PON1 is a highly promiscuous enzyme capable of hydrolysing a wide variety of substrates, such as lactones, including thiolactones and pharmaceutical agents such as statins. PON1 substrates also include glucuronide drugs, arylesters, cyclic carbonates, organophosphorus pesticides and nerve gases such as sarin, soman and VX, oestrogen esters and lipid peroxides (oxidized lipids). Oxidized polyunsaturated fatty acids (notably in oxidized low-density lipoprotein) form lactone-like structures that are PON substrates.

== Genetics ==
PON1 in humans is encoded by the PON1 gene, which is located on the long arm of chromosome 7. PON1 activity can vary by over 40 fold between individuals. The biggest effect on PON1 activity levels is through PON1 genetic polymorphisms. Many nutritional, life-style and pharmaceutical modulators of PON1 are also known.

The coding region PON1-Q192R polymorphism determines a substrate dependent effect on activity. Many organophosphates used in pesticides, such as paraoxon, are hydrolysed faster by the PON1-R allozyme. Other substrates such as diazoxon, lipid-peroxides and sarin are hydrolysed more rapidly by the PON1-Q allozyme.
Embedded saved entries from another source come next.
PR #2257, opened 2018-10-12
Safer, nicer, uniform Debian initd script

szepeviktor:
Almost *shellcheck OK*


szepeviktor:
@yarikoptic Could you take a look at this?

files/debian-initd
```diff
@@ -68,7 +69,7 @@ log_daemon_msg () {
 #
 report_bug()
 {
-	echo $*
+	echo "$*"
```
yarikoptic: is it actually helpful?

files/debian-initd
```diff
@@ -136,8 +137,8 @@ do_start()
 #
 do_status()
 {
-	$DAEMON ping > /dev/null 2>&1
-	return $?
+	$DAEMON ping >/dev/null 2>&1
+	return "$?"
```
yarikoptic: is there advantage?

files/debian-initd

Both the coding region PON1-L55M and the promoter region PON1-T-108C polymorphisms are associated with different serum concentrations and therefore activities. The 55L allele results in significantly higher PON1 mRNA and serum protein levels and therefore activity compared to the 55M allele. The -108C allele has greater promoter activity than the -108T allele which results in different serum activities.

The distribution of the PON1 polymorphisms varies with ethnicity. The frequency of the PON1-192R allele increases the further from Europe a population originates, the frequency in Caucasians of 15-30% increases to 70-90% in Far Eastern Oriental and Sub-Saharan African populations. In the southern US, African-Americans are five times more likely to be RR than Caucasians. In contrast, the PON1-55M allele is much less frequent in Oriental and black African populations compared to Caucasians and are extremely rare or absent in some populations e.g. Thais. These ethnic differences in SNP distribution can lead to large activity differences between populations.

== Clinical significance ==

PON1 was first discovered through its ability to hydrolyse and therefore detoxify organophosphorus compounds which are widely used as pesticides and nerve gases. PON1 protects humans from the acute and chronic harmful effects of these compounds. Low PON1 activity found in children may increase their susceptibility to organophosphates. Because PON1-Q is more protective against sarin than PON1-R, the PON1-R allele and low PON1-Q activity levels are associated with Gulf War Illness.

The greatest research interest has been the role of PON1 in atherosclerosis, where, because of its ability to remove harmful oxidised-lipids, PON1 protects against the development of atherosclerosis.

PON1 also protects against bacterial infection by destroying the bacterial signalling molecules that cause gram negative bacteria to invade human tissue and form colonies, thus PON1 contributes to the bodies innate immunity.

Recently it has been suggested that PON1 has a role in healthy aging, however, the mechanism is currently unknown.

PON1 activity is low in infants compared to adults. A study of Mexican-American children showed that PON1 activity increased 3.5 times between birth and age seven.

An association between PON1 gene polymorphism and susceptibility to Parkinson's disease was not found in a Chinese population.